UCAT thresholds compared
Aberdeen (Graduate Dentistry)'s published UCAT threshold for home applicants is around 1820, while Leeds sits at approximately 1850. Their UCAT bars are statistically indistinguishable (within 30 points), so the UCAT is unlikely to be your differentiator between them. Contextual / widening-participation cut-offs differ — Aberdeen (Graduate Dentistry): not separately disclosed; Leeds: ~1670+/2700. Eligible applicants should weight this heavily when choosing.
A-Level and academic profile
Aberdeen (Graduate Dentistry) requires 2:1 in biosciences or allied healthcare profession. UK applicants only. A-levels not used.. Leeds requires AAA including chemistry and biology. One resit attempt accepted (full A-levels), unless mitigating circumstances. If re-sitting Level 3 qualifications, extenuating circumstances should be highlighted in the reference.. Leeds is the stricter A-Level offer; Aberdeen (Graduate Dentistry) is slightly more forgiving. If your predicted grades are borderline, Aberdeen (Graduate Dentistry) carries the lower academic-rejection risk pre-interview. GCSE profile matters at both schools — Aberdeen (Graduate Dentistry): Not applicable - graduate-entry programme. Requires a 2:1 honours degree. Leeds: AAA at A-Level including Chemistry and Biology. 8 GCSEs scored - strong profile expected.
Interview formats
Both Aberdeen (Graduate Dentistry) and Leeds use MMI interviews, so the underlying prep approach is the same — practise ethics frameworks, NHS hot-topic answers and (for MMI) structured station responses against a timer. That said, the specifics differ slightly: Aberdeen (Graduate Dentistry) runs 90-minute mmi; offers made on interview performance only; Leeds runs five-station mmi (online). Mock practice tailored to each school's exact format is the highest-leverage prep. Interview windows: Aberdeen (Graduate Dentistry) interviews in Spring; Leeds in December – February.

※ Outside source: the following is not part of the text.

Issue #934, opened 2026-04-30
WalletPolicy::set_key_info doesn't enforce AST-order correspondence with template


bg002h:
Found this while implementing a downstream consumer of `WalletPolicy` in [md-codec](https://github.com/bg002h/descriptor-mnemonic). Filing as an issue rather than a PR because the fix shape is a design call; happy to PR your preference.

Curriculum and teaching style
Aberdeen (Graduate Dentistry) runs a PBL curriculum; Leeds runs a Integrated curriculum. The teaching philosophies are different — Aberdeen (Graduate Dentistry) leans on small-group case-based learning from year 1, while Leeds uses a more traditional lecture-led structure. Specifics: Four-year accelerated graduate-entry BDS. Aberdeen-based with clinical placements across NHS Grampian and remote/rural Scotland. Five-year BChD with integrated science and clinical practice. Clinical placements at Leeds Dental Institute and Yorkshire community sites. Intake size: Aberdeen (Graduate Dentistry) — ~30-40 places per year (small graduate-entry cohort).; Leeds — ~80 home + ~10 international places per year for BChD Dentistry.. A larger cohort means more peer breadth; a smaller cohort means more tutor contact.
Post-interview offer rate
Aberdeen (Graduate Dentistry): Approximately 30 offers from 60 interviews (~50%) for 20 places.. Leeds: All applicants (2025): 76/547 = 14% headline, but ~25% in reality (the 547 includes Dental Hygiene & Therapy applicants - likely ~400 dentistry interviews for 76 places + waitlist offers).. Post-interview odds give you the clearest signal of how competitive each school is at the final stage — a school with a 60% post-interview success rate is structurally easier to convert than one at 25%, even if the interview thresholds look identical on paper.
What makes each distinctive
Aberdeen (Graduate Dentistry): Academic attainment weighted 60% (predicted/achieved degree result), UCAT 40%. A-levels not used. UK applicants only. ~60 candidates interviewed; ~30 offers made for 20 places - ~7 offers to RUK candidates. Leeds: Total score combines UCAT, academic record (achieved/predicted A-levels + GCSEs) and personal statement. Personal statement is also scored, so it is worth tailoring specifically for Leeds.